Pour sa part, il appelle de ses vœux au délistage de la codéine, passée sur ordonnance à l’été 2017 après le décès de jeunes gens ayant expérimenté le Purple Drank. « Je comprends la réaction épidermique face aux décès mais il y a plusieurs paliers avant le listage : devant le comptoir, derrière le comptoir, délivrance en suivant un protocole… En attendant, le pharmacien n’a plus aucune solution pour soulager la douleur dentaire du week-end, le paracétamol codéiné est nécessaire à l’arsenal du pharmacien. » Autre délistage proposé par Philippe Besset : celui des triptans en boîte de deux. « Le migraineux équilibré connaît son traitement, le lui refuser ce n’est pas possible. »
Inscription au DP
Pour sécuriser la dispensation, l’AFIPA propose de systématiser l’intégration au dossier pharmaceutique (DP) de tous les médicaments PMF dispensés (ainsi que des compléments alimentaires et dispositifs médicaux que le pharmacien juge nécessaires). Une idée encouragée par Bruno Maleine, président du Conseil régional de l’Ordre des pharmaciens d’Ile de France, qui souligne que cette inscription au DP permettra également de tracer les actes pharmaceutiques et de démontrer l’activité quotidienne du pharmacien aux institutionnels en termes de sécurisation du parcours de soins.

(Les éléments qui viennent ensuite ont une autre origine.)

PR #263, opened 2020-03-18
Migrate panic_test, commands_test, and hub_test to Go style tests

kalensk:
Migrate panic_test, commands_test, and hub_test to Go style tests. To keep things simple for now we simply ported over the similar logic.

[Test pipeline](https://cm.ci.gpdb.pivotal.io/teams/main/pipelines/gpupgrade:go_tests)

### DIFF
--- a/agent/rsync_test.go
+++ b/agent/rsync_test.go
@@ -12,16 +12,8 @@ import (
 	"golang.org/x/xerrors"
 
 	"github.com/greenplum-db/gpupgrade/agent"
+	"github.com/greenplum-db/gpupgrade/testutils"
 )
-
-func getTempDir(t *testing.T) string {
-	sourceDir, err := ioutil.TempDir("", "rsync-source")
-	if err != nil {
-		t.Fatalf("creating temporary directory: %+v", err)
-	}
-
-	return sourceDir
-}
 
 func writeToFile(filepath string, contents []byte, t *testing.T) {
 	err := ioutil.WriteFile(filepath, contents, 0644)
@@ -42,11 +34,11 @@ func TestRsync(t *testing.T) {
 	defer func() { agent.SetRsyncCommand(nil) }()
 
 	t.Run("it copies data from a source directory to a target directory", func(t *testing.T) {
-		sourceDir := getTempDir(t)
-		defer os.RemoveAll(sourceDir)
+		sourceDir := testutils.GetTempDir(t, "rsync-source")
+		defer testutils.MustRemoveAll(t, sourceDir)
 
-		targetDir := getTempDir(t)
-		defer os.RemoveAll(targetDir)
+		targetDir := testutils.GetTempDir(t, "rsync-target")
+		defer testutils.MustRemoveAll(t, targetDir)
 
 		writeToFile(filepath.Join(sourceDir, "hi"), []byte("hi"), t)
 
@@ -64,11 +56,11 @@ func TestRsync(t *testing.T) {
 	})
 
 	t.Run("it removes files that existed in the target directory before the sync", func(t *testing.T) {
-		sourceDir := getTempDir(t)
-		defer os.RemoveAll(sourceDir)
+		sourceDir := testutils.GetTempDir(t, "rsync-source")
+		defer testutils.MustRemoveAll(t, sourceDir)
 
-		targetDir := getTempDir(t)
-		defer os.RemoveAll(targetDir)
+		targetDir := testutils.GetTempDir(t, "rsync-target")
+		defer testutils.MustRemoveAll(t, targetDir)
 
 		writeToFile(filepath.Join(targetDir, "target-file-that-should-get-removed"), []byte("goodbye"), t)
 
@@ -84,11 +76,11 @@ func TestRsync(t *testing.T) {
 	})
 
 	t.Run("it does not copy files from the source directory when in the exclusion list", func(t *testing.T) {
-		sourceDir := getTempDir(t)
-		defer os.RemoveAll(sourceDir)
+		sourceDir := testutils.GetTempDir(t, "rsync-source")
+		defer testutils.MustRemoveAll(t, sourceDir)
 
-		targetDir := getTempDir(t)
-		defer os.RemoveAll(targetDir)
+		targetDir := testutils.GetTempDir(t, "rsync-target")
+		defer testutils.MustRemoveAll(t, targetDir)
 
 		writeToFile(filepath.Join(sourceDir, "source-file-that-should-get-excluded"), []byte("goodbye"), t)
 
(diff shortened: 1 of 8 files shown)


agent/rsync_test.go
```diff
@@ -9,20 +9,13 @@ import (
 	"strings"
 	"testing"
 
+	"github.com/greenplum-db/gpupgrade/testutils"
+
 	"golang.org/x/xerrors"
 
 	"github.com/greenplum-db/gpupgrade/agent"
```
jchampio: goimports

utils/log/panic_test.go
```diff
@@ -1,39 +1,37 @@
...
-
-		panicMsg := "aaahhhhh"
-		Expect(func() {
+		expected := "ahhh"
+		func() {
 			defer log.WritePanics()
-			panic(panicMsg)
-		}).To(Panic())
+			panic(expected)
+		}()
```
jchampio: Does this `func()` serve a purpose anymore without the `Expect()` layer?

utils/log/panic_test.go
```diff
@@ -1,39 +1,37 @@
...
+		if !called {
+			t.Errorf("expected panic func to be called")
+		}
 
-		Expect(testout.Contents()).To(BeEmpty())
-		Expect(testerr.Contents()).To(BeEmpty())
-		Expect(testlog).To(Say(`encountered panic \("%s"\); stack trace follows`, panicMsg))
+		contents := string(buffer.Contents())
+		if contents != expected {
+			t.Errorf("got %q want %q", contents, expected)
```
jchampio: This looks like a very different test; why do we pass without following the `encountered panic \("%s"\); stack trace follows` format?

utils/log/panic_test.go
```diff
@@ -1,39 +1,37 @@
...
-		Expect(func() {
+		expected := "ahhh"
+		func() {
 			defer log.WritePanics()
-			panic(panicMsg)
-		}).To(Panic())
+			panic(expected)
+		}()
+
+		if !called {
```
jchampio: This code will never be run, right? We just panicked.

utils/log/panic_test.go
jchampio: Oh, I think there's a test bug; see below.

testutils/test_utils.go
```diff
@@ -49,3 +52,35 @@ func GetOpenPort() (int, error) {
...
+func GetTempDir(t *testing.T) string {
+	sourceDir, err := ioutil.TempDir("", "gpupgrade")
+	if err != nil {
+		t.Fatalf("creating temporary directory: %+v", err)
+	}
+
+	return sourceDir
+}
+
+func RemoveTempDir(t *testing.T, dir string) {
```
jchampio: nit: this is more of a `MustRemoveAll()`; it doesn't care about the temporary-ness of its argument.

integrations/commands_test.go
```diff
@@ -25,23 +23,32 @@ var _ = Describe("test gpupgrade help messages", func() {
...
+			t.Run(fmt.Sprintf("testing command %q with flag %q", command, flag), func(t *testing.T) {
 				cmd := exec.Command("gpupgrade", command, flag)
 				if command == "" {
 					cmd = exec.Command("gpupgrade", flag)
 				}
 				output, err := cmd.Output()
-				Expect(err).ToNot(HaveOccurred())
-				Expect(string(output)).To(Equal(help))
+				if err != nil {
+					t.Errorf("unexpected err: %#v", err)
```
jchampio: IMO `%+v` is more helpful when you want to debug an expected error ("what caused this error/where did it come from?"). `%#v` helps with error equality checks ("why are these errors not the same?").

agent/rsync_test.go
```diff
@@ -42,11 +35,11 @@ func TestRsync(t *testing.T) {
 	defer func() { agent.SetRsyncCommand(nil) }()
 
 	t.Run("it copies data from a source directory to a target directory", func(t *testing.T) {
-		sourceDir := getTempDir(t)
-		defer os.RemoveAll(sourceDir)
+		sourceDir := testutils.GetTempDir(t)
+		defer testutils.RemoveTempDir(t, sourceDir)
```
jchampio: The promotion of helpers that change behavior at the same time we're trying to review to make sure no test bugs are introduced makes things difficult for me.

kalensk: I split the commit into two: 1) `Extract helpers to testutils` and 2) `Migrate hub_test.go to Go style test`.

integrations/commands_test.go
kalensk: Thanks for the clarification. I tend to forget those or mix them up. Hearing it again will hopefully help sink it in more.

testutils/test_utils.go
kalensk: Yup, you're right. I renamed it.

utils/log/panic_test.go
kalensk: Yeah, I reworked the test. Take a look and hopefully we can figure it out. 

Note that I didn't quite follow the convention of `got, want` in favor or readability on failures. Thus, I have `t.Errorf("expected %q in log file: %q"` since the log file contents is quite long and hard to read. Let me know if you have other ideas.

agent/rsync_test.go
kalensk: Fixed. Not sure how to make my editor behave...

berlin-ab: Which editor? I think i’ve figured it out for GoLand.

kalensk: Yeah intelliJ. Seems like I have goimports checked on  "file watchers"

kalensk:
Addressed comments and rebased.

utils/log/panic_test.go
```diff
@@ -1,39 +1,29 @@
...
-
-		Expect(testout.Contents()).To(BeEmpty())
-		Expect(testerr.Contents()).To(BeEmpty())
-		Expect(testlog).To(Say(`encountered panic \("%s"\); stack trace follows`, panicMsg))
+func TestWritePanics(t *testing.T) {
+	t.Run("writes panics to the log file", func(t *testing.T) {
+		_, _, buffer := testhelper.SetupTestLogger()
+
+		expected := "ahhh"
+		defer func() {
```
berlin-ab: It took me a second to realize that we were implicitly keeping the assertion that `WritePanics` does not recover panics by ordering the defer statements in this way. Is there a way to call out that behavior for future readers as an explicit intended behavior?

kalensk: Do you have any specific suggestions?

I am not sure I am completely following. My understanding is that go recovers from panic's in a defer which is placed before the funciton panic'ing.

The test is an attempt at a more straightforward and simplified way of the [panicMatcher](https://github.com/onsi/gomega/blob/master/matchers/panic_matcher.go#L27-L35).

berlin-ab: Nevermind.

utils/log/panic_test.go
kalensk: This test has been reworked. See latest changes.

integrations/commands_test.go
```diff
@@ -25,23 +23,32 @@ var _ = Describe("test gpupgrade help messages", func() {
...
-		Expect(err).ToNot(HaveOccurred())
-		Expect(string(output)).To(Equal(commands.GlobalHelp))
-	})
+		if err != nil {
+			t.Errorf("unexpected err: %#v", err)
+		}
 
-})
+		if string(output) != commands.GlobalHelp {
+			t.Errorf("got help output %q want %q", string(output), commands.GlobalHelp)
```
bhuvnesh2703, line 51: nit: got global help output..

integrations/hub_test.go
```diff
@@ -1,41 +1,102 @@
...
+		}
+	}
+
+	if err != nil {
+		t.Errorf("unexpected error got %#v", err)
+	}
+}
+
+func isPortInUse(port int) bool {
+	t := time.After(2 * time.Second)
```
bhuvnesh2703, line 85: why not use net.Listen to check if port is available?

Selon une enquête de l’AFIPA, trois pharmaciens sur quatre sont prêts à le faire et seulement 14 % des patients s’y montrent opposés. Les données issues de cette inscription au DP pourraient être présentées lors de réunions régulières, pourquoi pas trimestrielles, proposées par l’AFIPA « avec les autorités pertinentes » sur les médicaments PMF, afin de mieux les intégrer « dans des politiques efficaces d’organisation des soins ».
* La cystite, l’éruption prurigineuse chez l’enfant, l’angine et le renouvellement du traitement de la rhinoconjonctivite allergique saisonnière.